Brown on verge of deal to clean up rogue tax havens - News - Evening Standard
       

Brown on verge of deal to clean up rogue tax havens

GORDON BROWN is on the brink of a G20 deal to start cleaning up tax havens.

Ten countries that offer legal shelter from high taxes are backing an agreement to disclose information about those suspected of criminal tax evasion.

They include Switzerland, Liechtenstein, Luxembourg, Monaco, Austria and Andorra.

The deal offers Mr Brown the first concrete achievement to trumpet at this week's London summit. The Prime Minister used an interview with the Evening Standard this month to pledge action against rogue states that conceal assets from the authorities and offer immunity from regulations that apply everywhere else.

France today laughed off a claim that Nicolas Sarkozy had threatened to "walk out" of the G20 summit.

They said a report that the French President could "wreck" the event as "unfounded, and like some kind of April Fool's joke".
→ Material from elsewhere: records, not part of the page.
PR #466, opened 2019-09-27
(IMAGES-1145) enable ipv6 on redhat 7 fips

ciprianbadescu:
If the interface cfg file contains "File Managed by Puppet", it will be configured as before, otherwise Network Manager default configuration will be enabled for it


jcoconnor:
Adding @sbeaulie to review as well.
This looks 👍 to me but don't know my linux interfacen as well as the windies ones.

The Times reported that Mr Sarkozy blamed "Anglo-Saxons" for the worldwide economic crisis and would fly home if his demands for tougher financial regulation were not met.

Appearing on GMTV this morning, Mr Brown sounded optimistic of a wider agreement to boost the world's big economies and confidence-building measures.

"The most important thing is that we act together," he said. "If we all act together we get twice as much effect as if we do it separately."

In a speech later, Mr Brown called on the banks to adopt "family values" in the wake of the collapse of over-complex and misleading financial assets.

Speaking to faith and charity leaders at St Paul's Cathedral, he said "honesty and fairness" should be at the heart of financial services.

"In our families we raise our children to work hard and to do their best and do their bit," he said.

"We don't reward them for taking risks that would put them or others in danger, and we don't encourage them to seek short-term gratification at the expense of long-term value." In the same way, argued Mr Brown, well-run businesses did not train their teams to invest recklessly, behave secretively or keep gambles off the books - the accusations laid against banks.

"Most people who have worked hard to build up their firm or shop don't understand why any company would give rewards for failure; or how some people have grown fabulously wealthy making failed bets with other people's money," he said.

"And so our task today is to bring the imperatives served by our financial markets into proper alignment with the values held by families and business people across our country - hard work, taking responsibility, being honest, being fair."